Anne Marie Waters
Sunday 24th October 2021
General Practitioners (GPs) are primary care doctors who are often the first person a patient sees before being referred on for specialist care. The GP is the front line. They are based not in hospitals but in clinics and practices most often based in or near residential areas. They deal with minor illnesses, or refer patients with more serious complaints to fellow doctors who specialise in the relevant field. There are around 35,000 practicing GPs in England. This is lower than other European countries and in recent years there has been consistent concern about a shortage of these doctors.
The British Medical Association says:
The NHS is currently experiencing some of the most severe pressures in its 70-year history.
GP surgeries across the country are experiencing significant and growing strain with rising demand, practices struggling to recruit staff, and patients having to wait longer for appointments.
Alongside these long-term trends, GP practices have been at the forefront of the NHS’s response to the COVID-19 outbreak whilst maintaining non-COVID care for patients throughout.
This may be true, and there may be a staff shortage in the health service, but that has little bearing on the latest scandal. (That the health service appears to suffer staff shortages so regularly is an indictment both on NHS morale and, arguably, our education and recruitment structures).
This week’s news reports that GPs are threatening industrial action.
This isn’t a unique scenario. Back in 2012, they went on strike over plans to increase their retirement age from 65 to 68. While some understood their grievances, others believed that this is a highly paid, high status group who are far better off than most. Importantly, some expressed the view that doctors are in a unique position; their work is vocational, they have a duty to care for patients. Indeed, doctors are honour-bound to stick to their famous ‘first do no harm’ promise.

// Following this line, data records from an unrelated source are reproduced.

PR #3037, opened 2023-01-29
Add a new configuration to convert things to scope

ArcturusZhang:
Regen: https://github.com/Azure/azure-sdk-for-net/pull/33745

# Description

This PR adds a new configuration to allow you to mark a specific request path as a "scope" with a certain resource type.

For more details about this, please check the new doc changes in this PR.

This PR also fixes a using issue when the samples invoke the extension methods (added the missing using statement)

# Checklist

# Ready to Land?


docs/mgmt/readme.md
```diff
@@ -689,6 +710,64 @@ public static partial class ResourcesExtension
...
+    {
+        if (!scope.ResourceType.Equals("Microsoft.Compute/virtualMachines"))
+            throw new InvalidOperationException(string.Format("Invalid resource type {0} expected Microsoft.Compute/virtualMachines", scope.ResourceType));
+        /* ... */
+    }
++
++   public static VmGuestConfigurationCollection GetVmGuestConfigurations(this ArmResource armResource)
++   {
++       /* ... */
++   }
```
fengzhou-msft, line 767: Theorectically, the combination of the two configurations work fine. But the extension method would only work for `VirtualMachineResource`, others would throw exception, right? Then I wonder if there are real cases that need to use both configurations. We'd better not mention it in the doc if no real usages.

ArcturusZhang: OK sorry I misunderstood your comment in the first place.
Yes, I planned to add validations before the ArmResource extension method as those scope methods so that they could only call it without exceptions on VirtualMachineResource.
I also planned to add more information in the generated xml document to emphasize that.

fengzhou-msft: I mean do we ever need to add an extension method to `ArmResource` if the extension method only works for `VirtualMachineResource`? From functionality perspective, it works. Keeping the case in the tests is also fine. My suggestion is that if we do not have real usage case of ever needing such extension methods, we may omit the case of using both configurations in the doc. Or if there may be real cases, please mention when we need to consider adding the `ArmResource` extension methods in the doc.

ArcturusZhang: In this case, no. The configuration just provide the possibility.
In the real case, we do not add this `generate-arm-resource-extensions` configuration unless we could confirm that the scope could be a lot of resources.

ArcturusZhang: let me add something in the document to explain that a bit more by telling the reader that despite we could do this, but it is not recommended.

fengzhou-msft (approved):

PR #3396, opened 2023-05-12
Use git clone instead of http download for shared files

hallipr:
To avoid throttle issues in github's usercontent api, use sparse checkout to download the azure-sdk-for-net shared files


ArcturusZhang (approved):
I personally agree that we put this temp directory inside this repo to avoid accidentally change anything outside this repo especially when we run this script locally.
Putting it inside a `gitignored` directory is really a good idea.

eng/DownloadSharedSource.ps1
```diff
@@ -2,29 +2,54 @@
...
-Get-ChildItem $downloadPath -Filter *.cs | Remove-Item;
-$baseUrl = 'https://raw.githubusercontent.com/Azure/azure-sdk-for-net/main/sdk/resourcemanager/Azure.ResourceManager/src/Shared/'
-DownloadAll $files $baseUrl $downloadPath
+$sourcePath = "$clonedPath/sdk/resourcemanager/Azure.ResourceManager/src/Shared"
+$destinationPath = "$repoRoot/src/assets/Management.Shared"
+
+Get-ChildItem $destinationPath -Filter *.cs | Remove-Item;
+CopyAll $files $sourcePath $destinationPath
+
+Start-Sleep -Seconds 1
```
pshao25, line 54: What is this sleep for?

pshao25 (approved):

eng/DownloadSharedSource.ps1
weshaggard: Alson wondering about this sleep.

weshaggard (approved):

eng/DownloadSharedSource.ps1
```diff
@@ -2,29 +2,54 @@
...
+
+function CopyAll([string[]]$files, [string]$source, [string]$destination)
 {
     foreach ($file in $files)
     {
-        Write-Host "Downloading" $file
-        $text = (Invoke-WebRequest -Uri "$baseUrl/$file").Content
-        $text.Trim() | Out-File (Join-Path $downloadPath $file)
+        Write-Host "Copying $file to $destination"
+        Copy-Item (Join-Path $source $file) (Join-Path $destination $file)
```
weshaggard, line 31: Are there any existing changes in the shared source? I think there were some EOF newlines missing so we should probably make sure we update them with this script.

m-nash:
@hallipr Can we turn the download source check back on in this PR as it was temporarily turned off due to this issue.

https://github.com/Azure/autorest.csharp/blob/feature/v3/eng/SharedCodeCheck.ps1#L6-L9

m-nash (approved):

eng/DownloadSharedSource.ps1
hallipr: The folder can be locked for delete. I used "-ErrorAction SilentlyContinue" to prevent an error from bubbling when this occors, but it only happens when there was recent io action on the folder.  I'm thinking it's probable Windows Defender scanning the files.

I would have just left the folder in place and skipped the delete, but this script is expected to be run on dev machines (presumably Windows with Defender).  The 1 second sleep appears to be enough time to let all the other consumers release the file.

eng/DownloadSharedSource.ps1
hallipr: Out-File was appending a new line to the end of the piped in string

I've corrected the 2 files that didn't have trailing new lines in the azure-sdk-for-net repo:
https://github.com/Azure/azure-sdk-for-net/pull/36250

eng/DownloadSharedSource.ps1
weshaggard: OK please add a comment in the code to that affect otherwise everyone that looks at this will wonder the same thing and likely end up deleting it.

hallipr:
To avoid adding shared code to this PR, I've opened another to bring the repo up to date.
https://github.com/Azure/autorest.csharp/pull/3409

All of this aside, the reason for today’s threat of industrial action is, on the face of it, truly extraordinary. GPs are threatening industrial action because the government wants them to see patients.
According to the Guardian:
GPs in England are threatening industrial action in protest at the government’s attempt to force them to see any patient who wants a face-to-face appointment.

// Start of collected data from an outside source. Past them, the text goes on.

Issue #3384, opened 2023-05-10
Model property not showing up as Uri when typespec specifies url


m-nash:
AnomalyDetector is pointed at [this sha](https://github.com/Azure/azure-sdk-for-net/blob/main/sdk/anomalydetector/Azure.AI.AnomalyDetector/tsp-location.yaml#L2) which shows MultivariateBatchDetectionOptions.DataSource as a [url](https://github.com/Azure/azure-rest-api-specs/blob/07be669ac8e83c8766f10e99c59dbd2375614776/specification/cognitiveservices/AnomalyDetector/multivariate/models.tsp#L129) yet in the generated code it comes up as a [string](https://github.com/Azure/azure-sdk-for-net/blob/main/sdk/anomalydetector/Azure.AI.AnomalyDetector/src/Generated/MultivariateBatchDetectionOptions.cs#L80).

We need to make sure our TypeFactory is correctly translating `url` in tsp to `Uri` in dotnet.

Issue #3343, opened 2023-05-03
TypeSpec emitter should not be throwing errors/exceptions


timotheeguerin:
From https://github.com/microsoft/typespec/issues/1891 and https://github.com/microsoft/typespec/issues/1894

Errors stop the compilation and prevent diagnostics from showing up. An error showing up will be presented to the user as a bug in the emitter.

**Errors should be reported using the compiler diagnostic API instead**

https://microsoft.github.io/typespec/next/extending-typespec/diagnostics.html

Issue #3340, opened 2023-05-03
support for format uuid in typespec-csharp


cataggar:
Using `tsp compile` with `@azure-tools/typespec-csharp": "^0.2.0-beta.20230501.3"` 

TypeSpec model property:
``` tsp
  @projectedName("json", "SubscriptionId")
  @format("uuid")
  subscriptionId: string;
```

Output openapi3:

``` yaml
        SubscriptionId:
          type: string
          format: uuid
```

Output C#:
`string subscriptionId`

Expected C#:
`Guid subscriptionId`

[MS internal Teams thread](https://teams.microsoft.com/l/message/19:906c1efbbec54dc8949ac736633e6bdf@thread.skype/1683108216859?tenantId=72f988bf-86f1-41af-91ab-2d7cd011db47&groupId=3e17dcb0-4257-4a30-b843-77f47f1d4121&parentMessageId=1683108216859&teamName=Azure%20SDK&channelName=TypeSpec%20(Cadl)%20Discussion%20%F0%9F%90%AE&createdTime=1683108216859&allowXTenantAccess=false)

PR #3400, opened 2023-05-15
Format support

chunyu3:
# Description
Fix https://github.com/Azure/autorest.csharp/issues/3384
Fix https://github.com/Azure/autorest.csharp/issues/3343
Fix https://github.com/Azure/autorest.csharp/issues/3340

- Use typespec diagnostics for typespec compile issues in emitter
- Support string format

# Checklist

# Ready to Land?


src/CADL.Extension/Emitter.Csharp/src/lib/model.ts
```diff
@@ -193,6 +208,7 @@ export function isNeverType(type: Type): type is NeverType {
 export function getInputType(
     context: SdkContext,
     type: Type,
+    format: string | undefined,
```
ArcturusZhang, line 211: what is the difference between `format?: string` and `format: string | undefined`?
we might need to align with line 109

src/CADL.Extension/Emitter.Csharp/src/lib/model.ts
```diff
@@ -463,11 +505,21 @@ export function getInputType(
...
+                const inputType = getInputType(
+                    context,
+                    value.type,
+                    getFormat(program, value),
+                    models,
+                    enums
+                );
+                // if (format && (inputType as InputPrimitiveType)) {
+                //     applyFormat(inputType as InputPrimitiveType, format);
+                // }
```
ArcturusZhang, line 517: we should remove this

ArcturusZhang (commented):
A refactor suggestion:
I noticed that we are always passing two parameters into some functions: type: Type, format: string | undefined, maybe we could unify these two things and create a new type maybe?

src/CADL.Extension/Emitter.Csharp/src/lib/model.ts
chunyu3: @ArcturusZhang  If you define format?: string, it is optional parameter, it must be put in the last one. Here It is not good to pass as the last one.

chunyu3:
> 

Thanks @ArcturusZhang  Do you mean we need to define an type alias, alias stringAndUndefined = string | undefined, and use this for every where we need to apply two types for a parameter?
Yes, if the occurrence of the combine of more types is high, we can do this refactor. for low occurrence, maybe we will not define such alias.

src/CADL.Extension/Emitter.Csharp/src/lib/model.ts
chunyu3: removed

src/CADL.Extension/Emitter.Csharp/src/lib/model.ts
```diff
@@ -119,7 +124,17 @@ function getCSharpInputTypeKindByIntrinsicModelName(
...
-            return InputTypeKind.String;
+            switch (format?.toLowerCase()) {
+                case "date":
+                    return InputTypeKind.DateTime;
+                case "uri":
+                case "url":
+                    return InputTypeKind.Uri;
+                case "uuid":
+                    return InputTypeKind.Guid;
+                default:
```
ArcturusZhang, line 135: can we explicitly handle the case `undefined` and let the `default` branch (not date, uri, url, uuid, or undefined values) to send a warning that this format is unhandled?

ArcturusZhang:
> > 
> 
> Thanks @ArcturusZhang Do you mean we need to define an type alias, alias stringAndUndefined = string | undefined, and use this for every where we need to apply two types for a parameter? Yes, if the occurrence of the combine of more types is high, we can do this refactor. for low occurrence, maybe we will not define such alias.

Well I mean that since we have quite a few methods that has this signature:
```typescript
function doSomething(
 ...,
 type: Type,
 format: string | undefined,
 ...
)
```
and maybe we could have a type or interface like this:
```typescript
interface FormattedType {
  type: Type,
  format: string | undefined
}
```
and those methods could be simplified to
```typescript
function doSomething(
  ...,
  type: FormattedType,
  ...
)
```
and we could have a method to get this thing:
```typescript
function getFormattedType(program: Program, type: Type)
{
return {type: type, format: getFormat(program, type)} as FormattedType;
}
```

I say this because I noticed the pattern when we are calling those method:
```
// on model.ts L387
getInputType(
    context,
    elementType,
    getFormat(program, elementType),
    models,
    enums
),
// on model.ts L401
KeyType: getInputType(
    context,
    key,
    getFormat(program, key),
    models,
    enums
),
ValueType: getInputType(
    context,
    value,
    getFormat(program, value),
    models,
    enums
),
// on model.ts L455
getInputType(
    context,
    dm,
    getFormat(program, dm),
    models,
    enums
);
// and more
```

src/CADL.Extension/Emitter.Csharp/src/lib/model.ts
```diff
@@ -119,7 +124,17 @@ function getCSharpInputTypeKindByIntrinsicModelName(
         case "float64":
             return InputTypeKind.Float64;
         case "string":
-            return InputTypeKind.String;
+            switch (format?.toLowerCase()) {
```
pshao25, line 127: Does format only applies to string?

src/CADL.Extension/Emitter.Csharp/src/lib/model.ts
chunyu3: We need to return `InputTypeKind.String` if format is `undefined` or other invalid format. Invalid format will be ignore. We may not add a new branch, but give out a warning message.

src/CADL.Extension/Emitter.Csharp/src/lib/model.ts
chunyu3: Yes. @format is only applied on string, its string format.

chunyu3:
> ```ts
> FormattedType 
> ```

I like this ideal. I will do this.

src/CADL.Extension/Emitter.Csharp/src/type/inputTypeKind.ts
```diff
@@ -3,31 +3,36 @@
...
     ResourceType = "ResourceType",
     Stream = "Stream",
     String = "String",
     Time = "Time",
     Uri = "Uri",
-    UnKnownKind = "UnknownKind",
-    SByte = "int8",
-    Byte = "uint8",
-    Bytes = "bytes"
+    Enum = "Enum",
```
ArcturusZhang, line 34: what does enum mean here?

ArcturusZhang: oh, I see this exists before this PR, but I am curious what does this mean?

src/CADL.Extension/Emitter.Csharp/src/lib/model.ts
```diff
@@ -366,16 +388,37 @@ export function getInputType(
     function getInputTypeForArray(elementType: Type): InputListType {
         return {
             Name: "Array",
-            ElementType: getInputType(context, elementType, models, enums),
+            ElementType: getInputType(
+                context,
+                {
+                    type: elementType,
+                    format: getFormat(program, elementType)
+                } as FormattedType,
```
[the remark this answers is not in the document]
chunyu3: resloved

ArcturusZhang (approved):

lirenhe (approved):

lirenhe:
The code change in regen PR are expected.  @chunyu3,  please follow up with healthInsight team later to decide the right behaviour of the model change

The British Medical Association’s GPs committee voted unanimously to reject the plan by the health secretary, Sajid Javid, which included “naming and shaming” surgeries that see too few patients in person.
The doctors’ union has decided to hold a ballot on possible industrial action, which could result in family doctors at the 6,600 practices in England reducing the work they undertake.
How did we get to this? It seems that doctors have got used to not seeing patients. This is yet another negative impact of COVID 19. During the lockdown and beyond, patients were ‘seen’ by doctors over the internet, or were spoken to on the phone. This is a completely ineffective way to obtain medical care. I’ve experienced myself the absolute struggle involved in trying to see an NHS GP. People I know have experienced the same, and others have told me shocking stories (including receiving physiotherapy via zoom call!) Even securing a video or phone call is difficult. Our health service has completely changed and it is dramatically less effective.
In an apparent attempt to address this, the government is demanding that GPs now see patients face to face when they request it. In response, doctors are threatening to see even fewer.
Regardless of minutiae of this argument, that in itself is unacceptable. It is even more unacceptable when we consider the 6 figure salary of most GPs. They are paid that 6 figure salary to see patients, are they not?
It gets even more egregious when we take in to account the extra cash GPs have been taking home lately. On top of their salaries, these doctors receive just over £12 for every COVID vaccination they administer. There have been around 85 million jabs given out so far, with more than two thirds of these by GPs. That’s a lot of money. GPs are not poor.
There is a debate around the government’s idea of naming and shaming GPs that won’t see enough patients, some may consider this troublesome, but we wouldn’t be in this position if GPs would agree to do the job they are handsomely paid for.
There will be little to no public sympathy for doctors on this issue, and rightly so. The result will be even greater alienation and distrust between doctor and patient. Even more people will go without medical treatment, more people will become seriously ill, and more people will die.
Far from ‘first do no harm’, doctors will do real damage with this action, and the public won’t forgive them for it.